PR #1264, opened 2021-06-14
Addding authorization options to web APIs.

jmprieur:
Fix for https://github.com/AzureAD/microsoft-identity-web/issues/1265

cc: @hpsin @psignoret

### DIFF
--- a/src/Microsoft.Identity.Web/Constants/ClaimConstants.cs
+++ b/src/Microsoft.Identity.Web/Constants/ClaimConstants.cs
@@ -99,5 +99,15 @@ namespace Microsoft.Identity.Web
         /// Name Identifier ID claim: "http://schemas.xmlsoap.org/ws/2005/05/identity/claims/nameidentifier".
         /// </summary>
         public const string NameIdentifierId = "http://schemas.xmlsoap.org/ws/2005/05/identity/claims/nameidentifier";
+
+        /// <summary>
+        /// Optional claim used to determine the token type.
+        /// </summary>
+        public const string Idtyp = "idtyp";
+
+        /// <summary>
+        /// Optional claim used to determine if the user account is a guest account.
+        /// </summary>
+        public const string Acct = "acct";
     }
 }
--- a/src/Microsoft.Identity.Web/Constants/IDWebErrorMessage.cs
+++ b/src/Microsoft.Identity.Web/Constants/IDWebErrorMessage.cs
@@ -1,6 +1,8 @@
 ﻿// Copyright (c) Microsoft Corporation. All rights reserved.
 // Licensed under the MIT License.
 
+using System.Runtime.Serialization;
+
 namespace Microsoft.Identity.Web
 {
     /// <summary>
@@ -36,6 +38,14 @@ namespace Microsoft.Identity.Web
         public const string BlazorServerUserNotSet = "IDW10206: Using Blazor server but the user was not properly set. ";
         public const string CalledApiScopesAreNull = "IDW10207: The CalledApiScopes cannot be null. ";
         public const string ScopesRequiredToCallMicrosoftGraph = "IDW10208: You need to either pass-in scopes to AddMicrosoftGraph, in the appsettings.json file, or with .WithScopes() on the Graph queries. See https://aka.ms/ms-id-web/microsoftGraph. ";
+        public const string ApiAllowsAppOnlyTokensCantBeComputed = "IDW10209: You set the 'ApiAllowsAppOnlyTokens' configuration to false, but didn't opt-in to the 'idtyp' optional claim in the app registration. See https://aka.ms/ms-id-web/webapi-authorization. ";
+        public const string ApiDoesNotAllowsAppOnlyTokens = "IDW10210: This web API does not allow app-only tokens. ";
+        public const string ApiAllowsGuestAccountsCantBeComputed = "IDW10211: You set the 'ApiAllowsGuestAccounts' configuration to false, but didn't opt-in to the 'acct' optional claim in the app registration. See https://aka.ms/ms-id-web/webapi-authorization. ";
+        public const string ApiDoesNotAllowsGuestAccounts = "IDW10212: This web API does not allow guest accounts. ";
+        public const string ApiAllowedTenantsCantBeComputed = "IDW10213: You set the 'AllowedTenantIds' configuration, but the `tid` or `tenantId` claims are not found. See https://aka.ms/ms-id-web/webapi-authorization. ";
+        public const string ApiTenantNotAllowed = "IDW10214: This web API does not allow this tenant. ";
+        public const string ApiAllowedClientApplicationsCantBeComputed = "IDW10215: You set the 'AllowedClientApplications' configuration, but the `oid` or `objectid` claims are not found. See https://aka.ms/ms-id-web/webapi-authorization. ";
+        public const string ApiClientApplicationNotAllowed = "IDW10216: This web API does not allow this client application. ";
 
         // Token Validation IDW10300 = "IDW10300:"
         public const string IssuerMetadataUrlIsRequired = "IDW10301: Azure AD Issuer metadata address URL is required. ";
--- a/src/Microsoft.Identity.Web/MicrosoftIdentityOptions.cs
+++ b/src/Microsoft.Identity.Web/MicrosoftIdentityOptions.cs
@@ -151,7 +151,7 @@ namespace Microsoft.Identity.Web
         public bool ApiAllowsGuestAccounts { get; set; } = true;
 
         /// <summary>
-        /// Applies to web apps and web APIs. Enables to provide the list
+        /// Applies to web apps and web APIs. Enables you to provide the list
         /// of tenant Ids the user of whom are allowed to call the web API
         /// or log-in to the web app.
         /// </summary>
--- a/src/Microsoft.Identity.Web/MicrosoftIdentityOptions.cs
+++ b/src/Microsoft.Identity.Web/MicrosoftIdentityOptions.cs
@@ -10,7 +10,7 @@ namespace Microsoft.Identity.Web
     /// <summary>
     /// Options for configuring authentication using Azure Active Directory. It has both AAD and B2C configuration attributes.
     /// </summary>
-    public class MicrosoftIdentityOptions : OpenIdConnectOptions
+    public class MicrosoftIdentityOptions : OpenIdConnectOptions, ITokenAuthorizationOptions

-*-*-

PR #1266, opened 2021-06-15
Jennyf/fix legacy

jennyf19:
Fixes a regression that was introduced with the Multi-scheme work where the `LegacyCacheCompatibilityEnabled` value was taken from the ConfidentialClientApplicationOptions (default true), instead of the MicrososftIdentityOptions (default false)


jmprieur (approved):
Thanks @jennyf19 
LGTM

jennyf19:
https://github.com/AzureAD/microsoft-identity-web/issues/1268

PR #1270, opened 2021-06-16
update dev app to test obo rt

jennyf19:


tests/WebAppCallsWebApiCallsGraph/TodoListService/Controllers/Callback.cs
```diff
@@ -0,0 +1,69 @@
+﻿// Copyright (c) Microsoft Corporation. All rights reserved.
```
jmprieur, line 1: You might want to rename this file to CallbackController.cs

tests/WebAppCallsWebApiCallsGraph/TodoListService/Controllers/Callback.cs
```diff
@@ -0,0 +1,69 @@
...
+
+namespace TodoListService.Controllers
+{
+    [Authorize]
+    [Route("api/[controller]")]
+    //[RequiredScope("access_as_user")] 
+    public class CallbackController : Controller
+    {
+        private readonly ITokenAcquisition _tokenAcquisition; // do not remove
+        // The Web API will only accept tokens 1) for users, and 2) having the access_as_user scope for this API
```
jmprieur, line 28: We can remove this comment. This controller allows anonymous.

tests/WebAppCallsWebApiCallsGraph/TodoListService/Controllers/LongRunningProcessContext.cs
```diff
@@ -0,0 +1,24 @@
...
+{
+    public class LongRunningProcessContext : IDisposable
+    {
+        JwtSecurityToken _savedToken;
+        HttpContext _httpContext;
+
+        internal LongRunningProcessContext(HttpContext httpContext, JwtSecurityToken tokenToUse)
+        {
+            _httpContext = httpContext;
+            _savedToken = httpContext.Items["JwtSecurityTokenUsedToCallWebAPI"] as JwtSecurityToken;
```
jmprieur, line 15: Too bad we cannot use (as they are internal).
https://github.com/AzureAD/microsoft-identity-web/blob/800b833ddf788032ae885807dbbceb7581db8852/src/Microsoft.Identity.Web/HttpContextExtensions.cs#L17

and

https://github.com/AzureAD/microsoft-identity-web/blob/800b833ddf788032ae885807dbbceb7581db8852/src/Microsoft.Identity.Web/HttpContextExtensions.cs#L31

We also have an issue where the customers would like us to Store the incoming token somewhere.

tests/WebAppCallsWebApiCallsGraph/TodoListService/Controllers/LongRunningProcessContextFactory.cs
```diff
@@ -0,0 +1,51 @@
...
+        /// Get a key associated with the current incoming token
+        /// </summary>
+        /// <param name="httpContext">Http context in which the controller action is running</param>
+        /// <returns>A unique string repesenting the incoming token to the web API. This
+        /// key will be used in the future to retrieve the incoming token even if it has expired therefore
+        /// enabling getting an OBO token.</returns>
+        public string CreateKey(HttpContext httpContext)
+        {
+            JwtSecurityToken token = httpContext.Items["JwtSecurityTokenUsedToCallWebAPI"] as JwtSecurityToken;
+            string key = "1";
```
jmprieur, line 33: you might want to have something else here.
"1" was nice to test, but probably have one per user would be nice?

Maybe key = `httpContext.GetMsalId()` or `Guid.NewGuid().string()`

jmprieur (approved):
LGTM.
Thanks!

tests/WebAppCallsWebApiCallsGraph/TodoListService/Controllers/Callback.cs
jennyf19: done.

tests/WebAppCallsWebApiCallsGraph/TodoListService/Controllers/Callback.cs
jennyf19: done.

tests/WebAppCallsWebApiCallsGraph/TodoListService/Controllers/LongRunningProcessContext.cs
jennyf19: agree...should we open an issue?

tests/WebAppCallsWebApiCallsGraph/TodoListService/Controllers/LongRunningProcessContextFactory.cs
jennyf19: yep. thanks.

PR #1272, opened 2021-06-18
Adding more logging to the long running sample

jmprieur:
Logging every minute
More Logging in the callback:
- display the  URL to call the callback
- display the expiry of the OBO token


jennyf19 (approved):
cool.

-*-*-

- _Assignment_
Within the material above, extract exactly the lines that start at the line containing "const string ApiAllowsAppOnlyTokensCantBeComputed" and stop after the line containing "const string ApiAllowedClientApplicationsCantBeComputed", and only those.

- _Answer to the problem_
+        public const string ApiAllowsAppOnlyTokensCantBeComputed = "IDW10209: You set the 'ApiAllowsAppOnlyTokens' configuration to false, but didn't opt-in to the 'idtyp' optional claim in the app registration. See https://aka.ms/ms-id-web/webapi-authorization. ";
+        public const string ApiDoesNotAllowsAppOnlyTokens = "IDW10210: This web API does not allow app-only tokens. ";
+        public const string ApiAllowsGuestAccountsCantBeComputed = "IDW10211: You set the 'ApiAllowsGuestAccounts' configuration to false, but didn't opt-in to the 'acct' optional claim in the app registration. See https://aka.ms/ms-id-web/webapi-authorization. ";
+        public const string ApiDoesNotAllowsGuestAccounts = "IDW10212: This web API does not allow guest accounts. ";
+        public const string ApiAllowedTenantsCantBeComputed = "IDW10213: You set the 'AllowedTenantIds' configuration, but the `tid` or `tenantId` claims are not found. See https://aka.ms/ms-id-web/webapi-authorization. ";
+        public const string ApiTenantNotAllowed = "IDW10214: This web API does not allow this tenant. ";
+        public const string ApiAllowedClientApplicationsCantBeComputed = "IDW10215: You set the 'AllowedClientApplications' configuration, but the `oid` or `objectid` claims are not found. See https://aka.ms/ms-id-web/webapi-authorization. ";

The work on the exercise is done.